«Elevar a la categoría política de normal, lo que a nivel de calle es plenamente normal»
Adolfo Suarez
Estos días, y con motivo de su 35 aniversario, hemos asistido al enésimo debate sobre la necesidad de reformar o no la Constitución y de la idoneidad del momento para hacerlo dada la situación de profunda crisis económica, la delicada situación de la institución monárquica, el desmantelamiento de servicios públicos que hasta ahora considerábamos protegidos por esta y el espectacular avance soberanista que se está produciendo en Catalunya.
Bien está el debate pero no podemos hacerlo con un mínimo de criterio si no contemplamos un aspecto previo que puede matizar y condicionar notablemente el discurso, como es la imposibilidad real de poner en marcha los mecanismos de reforma constitucional, y me explico.

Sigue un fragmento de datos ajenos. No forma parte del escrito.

PR #654, opened 2023-09-27
Add numerous improvements to Jailkit setup and control

iliajie:
Jamie, this PR adds numerous improvements to Jailkit in Virtualmin.

image

1. Take Jailkit out to a separate section
2. Add ability to clean previously configured jail
3. Add ability to copy extra commands to the jail
4. Add ability to copy extra sections to the jail (aside from global config) 
5. Add nice documentation to each option


edit_limits.cgi
```diff
@@ -168,6 +168,27 @@ if (defined(&list_scripts)) {
 	}
 
 print &ui_hidden_table_end("limits");
+
+# Jailkit section
+if (!&check_jailkit_support()) {
+print &ui_hidden_table_start($text{'limits_header4'}, "width=100%", 2,
```
jcameron, line 174: Identation is missing here

save_limits.cgi
```diff
@@ -91,20 +91,69 @@ if (defined($in{'shell'})) {
...
+			$err = &disable_domain_jailkit($d);
+			&error(&text('limits_ejailoff2', $err)) if ($err);
+			$jail_post_clean_disabled = 1;
+			}
+
+		# Clean all previously copied files
+		my $dom_chdir = &domain_jailkit_dir($d);
+		if (-d $dom_chdir && $dom_chdir =~ /^\/.*?([\d]{6,})$/) {
+			if ($1 eq $d->{'id'}) {
+				eval "use File::Find";
```
jcameron, line 112: Can we do this without using an extra perl module?

save_limits.cgi
```diff
@@ -91,20 +91,69 @@ if (defined($in{'shell'})) {
 if (!&check_jailkit_support()) {
 	my $oldjail = &get_domain_jailkit($d);
 	my $jailupd;
+	my $jail_post_clean_enabled = 0;
+	my $jail_post_clean_disabled = 0;
+	$d->{'jail_esects'} = $in{'jail_esects'};
+	$d->{'jail_ecmds'} = $in{'jail_ecmds'};
+
+	# Clear chroot first
+	if ($in{'jail_clean'}) {
```
jcameron, line 100: This looks like a potentially destructive option ... maybe there should be an extra warning?

edit_limits.cgi
iliajie: I'll fix that.

save_limits.cgi
iliajie: No, we shouldn't do it without Perl module, as it's more robust than doing `readdir`. Also, these modules are embedded in Webmin anyway.

save_limits.cgi
iliajie: Like the second page with confirmation button? Yes, this isn't a bad idea. Although, we explain what this option does in the help file. Also this option is always off by default. Besides, there is not much to destroy, unless user did tons of custom modifications, which in this case would be lost.

Do you really believe that it's needed?

jcameron: Depends ... will all the files and directories copied into the jail be deleted? What if the user added something to one of those directories?

Maybe it's better to just copy over new files?

iliajie: > Depends ... will all the files and directories copied into the jail be deleted? What if the user added something to one of those directories?

A user generally cannot add anything to those directories. Admin can. The user should only be able to make changes in the home directory. All those directories and files copied into jail, i.e. `/usr`, `/lib` and etc.  by `jail_init` should be owned by _root_, and therefore a user should not be able to make changes there anyway.

> Maybe it's better to just copy over new files?

Oh, this is the whole entire reason why I created this feature in the first place. No, we need to clean things up completely, because if an admin adds `zip` as an extra command at first, and then wants to remove it, it won't be possible by just copying new files over.

edit_limits.cgi
iliajie: > Identation is missing here

Fixed.

edit_limits.cgi
```diff
@@ -168,6 +168,27 @@ if (defined(&list_scripts)) {
...
+if (!&check_jailkit_support()) {
+	print &ui_hidden_table_start($text{'limits_header4'}, "width=100%", 2,
+			     "jail", 0, [ "width=30%" ]);
+	# Chroot directory
+	my $jail = &get_domain_jailkit($d);
+	print &ui_table_row(&hlink($text{'limits_jail'}, "limits_jail"),
+		&ui_radio("jail", $jail ? 1 : 0,
+		  [ [ 1, $text{'yes'}.($jail ? " (<tt>$jail</tt>)" : "") ],
+		    [ 0, $text{'no'} ] ]));
+	print &ui_table_row(&hlink($text{'limits_jail_clean'}, "limits_jail_clean"),
```
jcameron, line 182: I thunk that instead of this being a checkbox, it should be an extra Save button at the bottom of the page .. like "Save and Reset Jail". That would be more consistent I think..

iliajie: I would agree to have a separate button but only if we factored out Jailkit into a separate page. Adding such separate button now wouldn't fit. This page isn't just about Jailkit.

Also, I'm thinking now, that we could make it a specific Pro feature (not the whole chroot option). I mean that the Jailkit page with all the new controls from this PR, would be a Pro feature, while GPL version would only have the old style chroot enable/disable control.

If GPL version is installed, we display everything as before and advertise Jailkit as a separate Pro feature (by having grayed out link in the nav menu). When Pro is installed, the link on the menu would be displayed as normal. and the option to enable/disable chroot won't be shown Edit Owner Limits page.

What are your thoughts on it?

save_limits.cgi
jcameron: Ok, makes sense ..

edit_limits.cgi
jcameron: Let's keep this simple for now and just replace that radio button to clear the jail with a separate submit button. It's still fine to do this even when the form has other options on it..

save_limits.cgi
jcameron: Also, what's this regexp on dom_chdir doing?

iliajie: I check if the returned directory actually contains domain id. I do this as an extra pre-causion measure, because we delete files recursively. We need to be 100% certain that directory we operate on is the right one.

It may seems that this is an overhead, because `domain_jailkit_dir` returns a path with domain id. However, `$d->{'id'}` can be empty technically (shouldn't but can), and if it is, then it would delete all chrooted domains and its mounted home directories! It would be disastoroues ..

edit_limits.cgi
iliajie: Jamie, I have taken another (fresh) look at it, and decided to replace the radio with a checkbox, with slightly change title. It must be better now! https://github.com/virtualmin/virtualmin-gpl/pull/654/commits/0b1495f2ada2b80a38114a800c4185fa0fadccbe

I really don't like an extra button, sorry!

Check it out:

image

iliajie: Jamie, did you have a moment to check it again?

jcameron: I suppose I can live with that ... but should the checkbox really be enabled by default?

save_limits.cgi
jcameron: Ok ... but also, what is this code below doing? Does it just delete the entire jail?

edit_limits.cgi
iliajie: > but should the checkbox really be enabled by default?

No, never. It is never meant to be enabled by default.

save_limits.cgi
iliajie: > Ok ... but also, what is this code below doing? Does it just delete the entire jail?

Yes, this code deletes everything in jail but `home` directory. As I mentioned earlier it is done as a precious measure, in case home directory wasn't unmounted properly. I realize it should never happen but better safe than sorry. I believe we can only safely remove everything under `chroot/dom-id` directory if the domain is getting removed (which you already do).

edit_limits.cgi
jcameron: Ok great!

save_limits.cgi
jcameron: Hmm, I feel like that could be done a lot more simply by just listing the chroot directory and calling unlink_file on everything except /home . No need to use File::Path at all..

iliajie: Well, yeah .. but why Webmin doesn't have an API to delete given directory with passable list of exclusions?

iliajie: Check this out, Jamie. This patch https://github.com/virtualmin/virtualmin-gpl/pull/654/commits/5e1bf86b805232d07f4d888c64e6f16292b49bbd will work as you suggested but also delete all empty directories under chroot home, if empty. It may be more useful if an admin user was changed while chroot was disabled.

save_limits.cgi
```diff
@@ -91,20 +91,74 @@ if (defined($in{'shell'})) {
...
+		# Clean all previously copied files
+		my $dom_chdir = &domain_jailkit_dir($d);
+		if (-d $dom_chdir && $dom_chdir =~ /^\/.*?([\d]{6,})$/) {
+			if ($1 eq $d->{'id'}) {
+				opendir(my $dh, $dom_chdir) || &error("Cannot open chroot directory $dom_chdir for cleaning: $!");
+				while (my $dir = readdir($dh)) {
+					next if $dir eq '.' or $dir eq '..';
+					my $fpath = "$dom_chdir/$dir";
+					# Remove home directory only if empty
+					if (&is_under_directory("$dom_chdir/home", $fpath)) {
```
jcameron, line 117: Can't you just say `if ($dir eq "home") {`

save_limits.cgi
```diff
@@ -91,20 +91,74 @@ if (defined($in{'shell'})) {
...
+						opendir(my $dhh, $fpath) || &error("Cannot open chroot home directory $dom_chdir for cleaning: $!");
```
jcameron, line 118: Wouldn't it be simpler to just not touch /home at all?

save_limits.cgi
iliajie: Perhaps, but I tested it with more than one directory being under home.

save_limits.cgi
iliajie: No, because chroot could be disabled domain renamed and then there would be a stray old directory name hanging around if chroot re-enabled.

jcameron: I suppose ... but I would rather have simpler code when dealing with deleting directories than the minor minor issue of an old empty directory being left around.

save_limits.cgi
swelljoe: File::Path has been a core module for a decade or two.

save_limits.cgi
iliajie: > but I would rather have simpler code when dealing with deleting directories than the minor minor issue of an old empty directory being left around.

It is the same logic as original, which I changed instead of using `File::Path` .

I tested it quite well at first and wouldn't want to change anything about this code, unless you see any issue with it.

save_limits.cgi
jcameron: What I mean is, there is zero difference between  `&is_under_directory("$dom_chdir/home", $fpath)` and `$dir eq 'home'` because at this point in the loop it doesn't go into any sub-directory.

save_limits.cgi
jcameron: Let's just keep this super simple and not touch *anything* under /home regardless. That's safe because it won't accidentally delete user home directories, and much simpler because they're no need to check for empty dirs.

save_limits.cgi
iliajie: > What I mean is, there is zero difference between `&is_under_directory("$dom_chdir/home", $fpath)` and `$dir eq 'home'` because at this point in the loop it doesn't go into any sub-directory.

Yes, you're right. Fixed on the latest commit.

save_limits.cgi
iliajie: Well, I could do it but we just use `rmdir` which is _always_ safe! I would like to keep things precise and clean if possible. The code just works.

jcameron: Yes, using `rmdir` would be the best option..

jcameron: Please update this to just not touch the /home directory, and remove the code to check if it's empty.

iliajie: > Please update this to just not touch the /home directory, and remove the code to check if it's empty.

Yes, sure but can you explain why? Where my code could fail exactly?

jcameron: It won't fail, but it can be much simpler while only missing the rare case of an extra empty directory under /home. Simplicity is a virtue!

iliajie: .. ok, fixed!

Issue #658, opened 2023-10-03
new subservers php-fpm chroot directory set to another servers chroot


hydazz:
when creating a subserver (havnt tested it with main servers), by default, the `chroot` option in php-fpm is set to the wrong chroot directory, 

![image](https://github.com/virtualmin/virtualmin-gpl/assets/53986978/fd70e003-a8f9-4f9f-8bea-3a430688625a)

I have not edited `chroot = /home/chroot/1687503619238689` here, thats how it generated, `1687503619238689` is the domain id of a completly different domain, though it got every other option correct?

not the biggest of issues, but caused some headaches when diagnosing missing files

hydazz:
the domain for that subdomain is also not a chroot, so that chroot should of been set to `/home/.../domains/storage....`

iliajie:
> thats how it generated, `1687503619238689` is the domain id of a completly different domain

What different domain .. a parent domain?

hydazz:
> > thats how it generated, `1687503619238689` is the domain id of a completly different domain
> 
> What different domain .. a parent domain?

no, a completly different domain
![image](https://github.com/virtualmin/virtualmin-gpl/assets/53986978/f52348cd-87ac-487c-9a31-c1f895b7b22c)

i created the subdomain `storage.<>.services` and the php-fpm chroot was set to the chroot of the `.io` domain (the selected one here)

the `.services` user is also not chrooted, so it does not make sense to why its php is chrooted to /home/chroot in the first place

hydazz:
its also repeatable, just tested it any subdomain (does not apply to domains) created has their chroot set to `chroot = /home/chroot/1687503619238689` by default

hydazz:
deleting the `.io` domain (1687503619238689), the chroot is now set to another domain/id, which is still not the correct one for that domain

iliajie:
I don't think we should add `chroot` record to FPM pool unless jail is enabled. The patch in the PR above.

hydazz:
Indeed, just realised. But still for the users/domains that are chrooted, mystery why they are getting the wrong chroot path?

iliajie:
> mystery why they are getting the wrong chroot path?

I don't believe I'm experiencing the same issue on my end.

AndyAlvarezDev:
@iliajie I don't know if you remember, but in the forum in private, I had told you about this matter a while ago... now the forum doesn't work otherwise I would look for the link...

AndyAlvarezDev:
[...]

PR #659, opened 2023-10-03
Fix to check if jail is enabled first

iliajie:
Jamie, I don't think we need to create `chroot` in FPM pool unless jail for domain is enabled.

https://github.com/virtualmin/virtualmin-gpl/issues/658#issuecomment-1744540392

### DIFF
--- a/php-lib.pl
+++ b/php-lib.pl
@@ -2420,8 +2420,10 @@ else {
 		}
 	}
 my $parent = $d->{'parent'} ? &get_domain_by($d->{'parent'}) : $d;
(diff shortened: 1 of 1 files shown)


jcameron:
The current code is fine, because if chroot isn't enabled, `get_domain_jailkit` won't return anything.

iliajie:
But I think it does return it, i.e. sets chroot in FPM config.

jcameron:
Huh, you're right .... I'll merge this. Thanks for the fix!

La azarosa vida de las constituciones españolas y la escasa vigencia de todas ellas infundió a los constituyentes tal número de prevenciones y garantismos que “de facto” hacen imposible la puesta en marcha del proceso de reforma como el que necesita la Constitución Española puesto que este sería necesariamente el llamado procedimiento agravado que afecta a aquellas reformas que se hagan sobre el título preliminar o sobre los títulos I y II, es decir, los preceptos que proclaman los principios y valores básicos del ordenamiento constitucional, la regulación de los derechos fundamentales y las libertades públicas y la Corona, para entendernos los tres elementos que en este momento forman el debate central en cualquier proyecto de reforma constitucional serio; soberanía, derechos y libertades y forma de estado.

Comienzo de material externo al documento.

Issue #657, opened 2023-10-02
LE wildcard certificate request fails in domain creation time


iliajie:
Hello, Jamie!

If we enable `letsencrypt_wild` to `1` in Virtualmin Configuration, then LE validation fails upon domain creation time. When wildcard is disabled, then it works just fine (upon domain creation time).

I have tried it with Cloudflare.

However, when I try to request SSL certificate afterwards, it works most of the time. If it doesn't work from the first try, it always works from the second.

Perhaps, we don't add the right `_acme-challenge` record in case of wildcard domain?

jcameron:
Does it fail, and if so what error message are you getting?

Or does it just hang?

iliajie:
> Does it fail, and if so what error message are you getting?

It fails with error message:

```
Certbot failed to authenticate some domains (authenticator: manual). The Certificate Authority reported these problems:
  Domain: sub16.cloudmin.dev
  Type:   unauthorized
  Detail: Incorrect TXT record "vXD8MdaeAfRRq3GyDyvyobd3W0inG06422YGcnwWxvQ" found at _acme-challenge.sub16.cloudmin.dev

```

iliajie:
To be clear I was creating parent domain `sub16.cloudmin.dev` with Cloudflare, and wildcard enabled by default in Virtualmin Configuration page.

jcameron:
Does it work as expected if you request an LE cert after the domain is created?

iliajie:
.. with the second attempt 90% of the time.

jcameron:
Hmm, I wonder if the issue is that a totally new domain registered with Cloudflare isn't resolvable right away?

jcameron:
Yeah but without a wildcard, web-based validation can be used..

iliajie:
Yeah, meaning we're not adding the right acme challenge records with Cloudflare? Also, why does it work from the second attempt when renewing manually?

jcameron:
Maybe there's some lag between when the challenge record is added and when it's visible?

PR #660, opened 2023-10-04
Fix DNS LE wildcard validation

iliajie:
Jamie, this is the fix to addres the issue with wildcard LE SSL certificate request discussed here https://github.com/virtualmin/virtualmin-gpl/issues/657.

It should be combined of two parts. I will submit the second patch a bit later today.

### DIFF
--- a/feature-ssl.pl
+++ b/feature-ssl.pl
@@ -3034,19 +3034,26 @@ if ($chain) {
 &update_caa_record($d);
 }
 
-# update_caa_record(&domain)
+# update_caa_record(&domain, [force-letsencrypt])
 # Update the CAA record for Let's Encrypt if needed
 sub update_caa_record
 {
-my ($d) = @_;
+my ($d, $letsencrypt_cert) = @_;
 &require_bind();
 return undef if (!$d->{'dns'});
 return undef if (!$d->{'dns_cloud'} &&
 		 &compare_version_numbers($bind8::bind_version, "9.9.6") < 0);
 my ($recs, $file) = &get_domain_dns_records_and_file($d);
 my @caa = grep { $_->{'type'} eq 'CAA' } @$recs;
-my $info = &cert_info($d);
-my $lets = &is_letsencrypt_cert($info) ? 1 : 0;
+# At this stage the cert is always self-signed,
+# so we need to force it for Let's Encrypt
+my $lets = $letsencrypt_cert;
+if (!$lets) {
+	my $info = &cert_info($d);
+	$lets = &is_letsencrypt_cert($info) ? 1 : 0;
+	}
+# Need delay for DNS propagation
+my $dns_delay = 0;
 if (!@caa && $lets) {
 	# Need to add a Let's Encrypt record
 	&pre_records_change($d);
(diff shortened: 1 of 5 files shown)


jcameron:
I don't quite follow what's going on with the CAA record in this PR. Are you trying to update it to be based on the LE cert before it is issued?

iliajie:
> Are you trying to update it to be based on the LE cert before it is issued?

Before we request LE certificate the CAA record should exist. This patch address it, as CAA was never added on the initial shot.

jcameron:
But what are we setting the CAA record based on if there's no LE cert yet?

iliajie:
> But what are we setting the CAA record based on if there's no LE cert yet?

It's called from `request_domain_letsencrypt_cert` sub .. and as you request LE first time, it is never set, because there is still self-sign certificate.

jcameron:
Ok so does this PR just add the CAA record even when the cert is self-signed?

iliajie:
> Ok so does this PR just add the CAA record even when the cert is self-signed?

Jamie, yes. This PR will add CAA right before the actual LE request, as initial cert at the time is self-signed, and old code didn't consider it ..

jcameron:
I see ... I wonder, should we have add a CAA record all the time even when the cert is self-signed? Would that ever make things worse?

iliajie:
> I see ... I wonder, should we have add a CAA record all the time even when the cert is self-signed? Would that ever make things worse?

I believe we should add that CAA record everytime LE certificate is about to be requested, but only in case of wildcard LE certificate.

jcameron:
What I meant was, why not add a CAA record for all domains even when the initial cert is self-signed?

iliajie:
Because that record is specific to LE. We should not pollute DNS zone config, I think. I'd rather be precise.

I don't think we should always add it, and I thought my patch worked in expected way?

jcameron:
I thought the CAA record was just a way to publish any SSL certificate via DNS?

iliajie:
> I thought the CAA record was just a way to publish any SSL certificate via DNS?

We publish specific to LE record only!

jcameron:
Ok I see what's happening now - I was confused as to what is in the CAA record (it's just the CA, not the cert itself).

Can you split up this PR to extract the part that always updates the CAA record from the retry part?

iliajie:
> Can you split up this PR to extract the part that always updates the CAA record from the retry part?

Yes, sure https://github.com/virtualmin/virtualmin-gpl/pull/662.

feature-ssl.pl
```diff
@@ -3066,6 +3074,10 @@ sub update_caa_record
 	&post_records_change($d, $recs, $file);
 	&reload_bind_records($d);
 	}
+if ($dns_delay) {
```
jcameron, line 3077: I don't think this is the right place for adding a delay! It should go in request_domain_letsencrypt_cert , if anywhere

iliajie: Don't we always want to have a delay after CAA are added?

jcameron: Not necessarily - it might happen separately from setting up Let's Encrypt

iliajie: > Not necessarily - it might happen separately from setting up Let's Encrypt

Yeah, my code did this only for LE. But I think we can completely drop it for now.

Y digo que lo hacen imposible de facto puesto que este procedimiento agravado conlleva dos elementos que jamás serán aceptados por ninguno de los dos partidos que configuran el sistema bipartidista camuflado que rige hoy España cuando ostenten el poder, por mucho que Rubalcaba hable ahora de la reforma constitucional, que son la disolución del Parlamento y el referendum.
Lo paradójico de la situación es que el alambicado proceso que diseñaron los constituyentes para garantizar la modificabilidad de la Constitución sin que se afectase a lo sustancial para evitar seguir el triste ejemplo de sus antecesoras va a ser precisamente la causa de que siga exactamente el mismo destino. Tan es así que la pretendida novedad que introdujo la Constitución española del 78 con respecto a algunas anteriores que nacieron con vocación de inmutabilidad y que murieron en cuanto cambiaron las situaciones sociales que las alumbraron, como era la posibilidad de reforma para garantizar su pervivencia va a ser precisamente la causa de su desaparición.
Así pues, y cerrada la vía de la reforma, el debate toma otro cariz todavía más improbable en la actual situación como es la necesidad de abrir un nuevo proceso constituyente que, esta vez si, establezca una norma básica capaz de asumir con normalidad los cambios que la sociedad a la que pretende regir asuma como propios y que por una vez no sirva de parapeto para los inmovilismos interesados.
La solución al dilema vendrá como históricamente ha venido en este que llaman España por la vía de los hechos y eligiendo probablemente la peor solución posible haciendo válidos los temores del autor de la cita con que abro el artículo
«Yo no quiero que el sistema democrático de convivencia sea, una vez más, un paréntesis en la Historia de España».
Y será España la que sea un paréntesis en la historia de los sistemas democráticos….
Hacer oídos sordos a las realidades sociales siempre ha sido un deporte muy español y los dirigentes de los dos grandes partidos; PP y PSOE, son avezados especialistas en la materia y no se ve en las alternativas populistas que están creciendo últimamente mayor capacidad para abrir los ojos sino, en todo caso, un empeño mucho más contumaz de insistir en el error.